Based on the experiment with Miyazaki, the optimal temperatures for the fish lysozymes were

increased during warmer months and more effective and their activity decreased when

temperature decreased. Similarly, the temperature for the chicken egg white lysozyme did

decrease with temperature, but never reached an optimal temperature. Furthermore, these results

have implications beyond the scope of the experiment in the medical field. Lysozyme tests

measure the levels of an enzyme that supports the body’s immune system. So, in testing the

optimal lysozyme activity at different temperatures and pH’s can aid in diagnosis of certain

immune disorders, such as leukemia, sarcoidosis, and infections like tuberculosis.
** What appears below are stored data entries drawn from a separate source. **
PR #4324, opened 2021-05-09
add coupon amount to order->info via ot_coupon class

proseLA:


proseLA:
https://www.zen-cart.com/showthread.php?200407-Edit-Orders-v4-0-Support-Thread&p=1380563#post1380563

perhaps, it is time to rethink the order total module?  it does nothing other than spit out what is in the order->info array.  and needless to say it is very easy for the math to go wrong.  why are we keeping a running total as opposed to recalculating the total provide by all of the active order_total modules?  apologies if this is thread drift, but it seems related.

PR #5835, opened 2023-07-02
Return blank if image is not specified

### LINKED ISSUE #5518: admin, category-product listing, product with no image references directory: 403 erro
create a new product with no details apart from name.
it has no image in the listing:

image

but the src references the directory instead of a missing image:

image

which is not allowed:

image

scottcwilson:
Fixes #5518

Instead of returning the images folder as the URL within an image tag, it returns blank.

### DIFF
--- a/admin/includes/functions/html_output.php
+++ b/admin/includes/functions/html_output.php
@@ -130,6 +130,9 @@ function zen_catalog_base_link($connection = '')
 ////
 // The HTML image wrapper function
   function zen_image($src, $alt = '', $width = '', $height = '', $params = '') {
+    if ($src === DIR_WS_CATALOG_IMAGES) {
+      return '';
+    }
     $image = '<img src="' . $src . '" alt="' . zen_output_string($alt) . '"';
     // soft clean the alt tag
     $alt = zen_clean_html($alt);


scottcwilson:
I flip-flopped on this one between just returning nothing and returning images/no_picture.gif.  But that file could be missing too, so this seems less intrusive.  Also, tried TEXT_IMAGE_NONEXISTENT and that just seemed obnoxious.

torvista:
> returning images/no_picture.gif. But that file could be missing too,

Shouldn't be, it's in the distribution.

lat9:
> > returning images/no_picture.gif. But that file could be missing too,
> 
> Shouldn't be, it's in the distribution.

Yes, but a site _could have_ removed that file.

scottcwilson:
I'm happy to add a notifier if people think different behavior may be desired.  I just agreed with @torvista that this particular case should not throw a 403.

drbyte:
I think I'm fine with it returning blank.

What's an HTML validator gonna say about a `` tag, with blank src?
(frankly I don't care what a validator says: browser behavior is to just ignore it, and the storeowner solves the problem easily by fixing the image)

Issue #5823, opened 2023-07-01
Consolidate replicated references to external dependencies 


scottcwilson:
https://docs.zen-cart.com/dev/release_process/dependency_checks/

shows multiple files including jQuery and other dependencies. These references could be consolidated, reducing the number of places that need to be changed when we go to a newer version.

neekfenwick:
Related to the FontAwesome work on PR #5845 I notice the `admin/includes/stylesheet.css` file is mentioned in the Dependencies list as relying on FontAwesome.  It does indeed require `css/font-awesome.min.css` which no longer exists in my PR because I moved the fontawesome files into `admin/includes/fontawesome` (may be a bad idea but it seemed a good idea to replicate the directory structure of the FontAwesome download bundle so I gave it a root dir to live in).  Searching for this `admin/includes/stylesheet.css` only a handful of files link to it (`salemaker_info.php` etc), and they don't seem to use the new `admin_html_head.php` file.  So, it seems `admin/includes/stylesheet.css` is obsolete, these files can be updated to use `admin_html_head.php`, remove the `admin/includes/stylesheet.css` link, and we can delete that file.

scottcwilson:
I will begin work on this as soon as #5845 has been merged.

drbyte:
> These references could be consolidated, reducing the number of places that need to be changed when we go to a newer version

There's not much "fluff" in there. Things are already quite consolidated. Apart from self-hosting the files, which is a different approach, there's not much to be gained. If you add "more" files to "centralize" things it creates more points of failure, resulting in the perception that "this template system is hard to use".

scottcwilson:
My intention was to create a single PHP file in a new folder (say, /depend_inc) to pull in jquery: 

depend_inc/get_jquery.php would contain: 
<script src="https://code.jquery.com/jquery-3.6.1.min.js" integrity="sha256-o88AwQnZB+VDvE9tvIXrMQaPlFFSUTR+nldQm1LuPXQ=" crossorigin="anonymous"></script>

Then, the two files 
includes/templates/responsive_classic/common/html_header.php
includes/templates/template_default/common/html_header.php

would use 
require 'depend_inc/get_jquery.php'; 
 
Instead of each specifying a version of jquery that would have to be updated in two places. 

And so forth, for all remotely retrieved dependencies.  

Now you can just look at the depend_inc folder and see all the specific versions being used.

neekfenwick:
[...]

PR #5845, opened 2023-07-03
FontAwesome update

neekfenwick:
First draft. Notes:

- took the 'Free' latest release from https://fontawesome.com/download
- Mostly, the fa-solid fonts seem to match what the v4 font icons looked like.  The docs seem to say only 'solid' is free but 'regular' is also in the free download so I've used some fa-regular fonts as well.
- Obsolete glyphs listed at https://fontawesome.com/docs/web/setup/upgrade/whats-changed have been replaced.
- New configuration item FONTAWESOME_V4_SHIM with values 'true'|'false' and included in upgrade SQL.  I don't know what to do about people who already have v158 and may miss running the SQL update.  It will likely hard crash their site when `admin_html_head.php` refers to that symbol.  Advice please?


zcwilt:
I don't see code that adds anything to the upgrade sql related to FONTAWESOME_V4_SHIM
where you do <?php if (FONTAWESOME_V4_SHIM == 'true') 
then add a test to see if it is `defined()` as well to mitigate it not existing

neekfenwick:
> I don't see code that adds anything to the upgrade sql related to FONTAWESOME_V4_SHIM where you do <?php if (FONTAWESOME_V4_SHIM == 'true') then add a test to see if it is `defined()` as well to mitigate it not existing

Elevated

levels of lysozyme activity can be treated with temperature or pH additives that can lower

lysozyme activity to a normal rate to ensure disorders do not increase to kidney damage and

more life-threatening chronic diseases. Conversely, lower lysozyme activity levels can be treated

with proper temperature or pH in order to increase activity to an optimal level. Also, by testing

lysozyme activity of certain food products, it may be possible to use create optimum lysozyme

activity as treatment for these diseases through food or pharmaceuticals. Overall, while the

results did not yield perfect results, they created a basis for more research and trials that could

have major implications in the medical, pharmaceutical, and food industries.